(Source data)
════════════════

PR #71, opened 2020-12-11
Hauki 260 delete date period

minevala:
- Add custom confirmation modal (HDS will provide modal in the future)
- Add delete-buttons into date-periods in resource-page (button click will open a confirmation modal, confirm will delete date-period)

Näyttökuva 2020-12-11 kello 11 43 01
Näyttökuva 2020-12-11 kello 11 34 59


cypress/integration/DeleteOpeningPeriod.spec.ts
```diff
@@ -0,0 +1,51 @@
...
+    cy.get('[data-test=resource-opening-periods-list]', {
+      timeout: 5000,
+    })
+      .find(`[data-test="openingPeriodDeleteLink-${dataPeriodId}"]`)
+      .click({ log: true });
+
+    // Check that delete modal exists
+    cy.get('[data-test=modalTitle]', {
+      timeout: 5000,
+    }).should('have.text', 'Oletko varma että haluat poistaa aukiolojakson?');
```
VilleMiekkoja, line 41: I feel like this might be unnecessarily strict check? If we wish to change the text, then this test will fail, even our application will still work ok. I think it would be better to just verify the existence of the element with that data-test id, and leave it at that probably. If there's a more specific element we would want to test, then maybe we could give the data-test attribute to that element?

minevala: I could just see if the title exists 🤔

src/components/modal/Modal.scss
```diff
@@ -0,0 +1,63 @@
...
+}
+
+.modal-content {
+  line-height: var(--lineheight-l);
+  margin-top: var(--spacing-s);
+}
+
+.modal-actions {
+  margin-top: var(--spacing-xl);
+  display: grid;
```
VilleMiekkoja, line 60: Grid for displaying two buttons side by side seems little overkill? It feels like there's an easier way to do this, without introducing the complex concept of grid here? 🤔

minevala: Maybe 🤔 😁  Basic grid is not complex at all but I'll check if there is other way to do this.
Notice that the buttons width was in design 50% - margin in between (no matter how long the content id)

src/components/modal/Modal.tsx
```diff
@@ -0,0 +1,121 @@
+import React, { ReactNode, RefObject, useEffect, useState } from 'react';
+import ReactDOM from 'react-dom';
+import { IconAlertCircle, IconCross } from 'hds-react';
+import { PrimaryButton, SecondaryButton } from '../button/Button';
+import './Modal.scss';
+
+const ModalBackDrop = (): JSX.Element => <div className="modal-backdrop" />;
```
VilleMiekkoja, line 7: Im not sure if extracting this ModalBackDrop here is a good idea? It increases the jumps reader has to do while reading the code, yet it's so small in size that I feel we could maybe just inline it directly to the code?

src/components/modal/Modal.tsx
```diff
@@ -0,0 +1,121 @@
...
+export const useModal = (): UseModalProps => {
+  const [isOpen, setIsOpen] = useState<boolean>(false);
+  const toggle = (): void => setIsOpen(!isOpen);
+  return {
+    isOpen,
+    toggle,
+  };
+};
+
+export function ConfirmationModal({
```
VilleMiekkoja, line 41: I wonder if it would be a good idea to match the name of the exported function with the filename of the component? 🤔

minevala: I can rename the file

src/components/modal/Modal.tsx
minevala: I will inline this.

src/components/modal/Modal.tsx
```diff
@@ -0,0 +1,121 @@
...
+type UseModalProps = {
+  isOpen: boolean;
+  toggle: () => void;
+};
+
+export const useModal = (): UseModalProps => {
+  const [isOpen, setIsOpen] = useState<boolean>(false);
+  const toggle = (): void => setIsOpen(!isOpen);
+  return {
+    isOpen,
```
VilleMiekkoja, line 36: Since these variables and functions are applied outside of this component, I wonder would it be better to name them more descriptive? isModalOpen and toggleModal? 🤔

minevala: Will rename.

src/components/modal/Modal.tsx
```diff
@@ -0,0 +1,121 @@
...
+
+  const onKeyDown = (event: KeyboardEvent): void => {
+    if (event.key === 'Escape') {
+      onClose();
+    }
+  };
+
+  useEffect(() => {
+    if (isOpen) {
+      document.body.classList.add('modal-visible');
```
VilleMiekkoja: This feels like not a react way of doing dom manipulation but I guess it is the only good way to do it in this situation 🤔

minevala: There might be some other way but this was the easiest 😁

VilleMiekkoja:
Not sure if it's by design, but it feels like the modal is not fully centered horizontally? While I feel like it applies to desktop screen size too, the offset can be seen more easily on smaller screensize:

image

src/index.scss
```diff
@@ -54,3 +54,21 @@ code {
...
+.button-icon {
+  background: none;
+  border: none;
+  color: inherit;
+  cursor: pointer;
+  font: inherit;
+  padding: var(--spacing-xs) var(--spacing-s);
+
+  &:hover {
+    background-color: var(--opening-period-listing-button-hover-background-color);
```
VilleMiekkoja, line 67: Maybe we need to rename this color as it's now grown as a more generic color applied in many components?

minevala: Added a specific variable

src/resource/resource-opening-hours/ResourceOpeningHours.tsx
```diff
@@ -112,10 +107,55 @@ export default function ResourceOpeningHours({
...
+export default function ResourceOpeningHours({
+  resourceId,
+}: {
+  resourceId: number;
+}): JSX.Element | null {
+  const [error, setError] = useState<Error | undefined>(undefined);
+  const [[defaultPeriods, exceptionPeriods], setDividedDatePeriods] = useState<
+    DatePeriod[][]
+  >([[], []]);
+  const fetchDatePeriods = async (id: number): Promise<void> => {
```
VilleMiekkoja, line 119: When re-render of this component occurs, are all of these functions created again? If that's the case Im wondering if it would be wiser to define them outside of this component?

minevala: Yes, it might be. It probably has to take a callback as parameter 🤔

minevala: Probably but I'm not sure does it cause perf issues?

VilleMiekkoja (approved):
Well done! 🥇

════════════════

■ **ASSIGNED TASK**: I need every line of the data that has the word "design"; please list them.

■ **WRITTEN REPLY**:
Notice that the buttons width was in design 50% - margin in between (no matter how long the content id)
Not sure if it's by design, but it feels like the modal is not fully centered horizontally? While I feel like it applies to desktop screen size too, the offset can be seen more easily on smaller screensize:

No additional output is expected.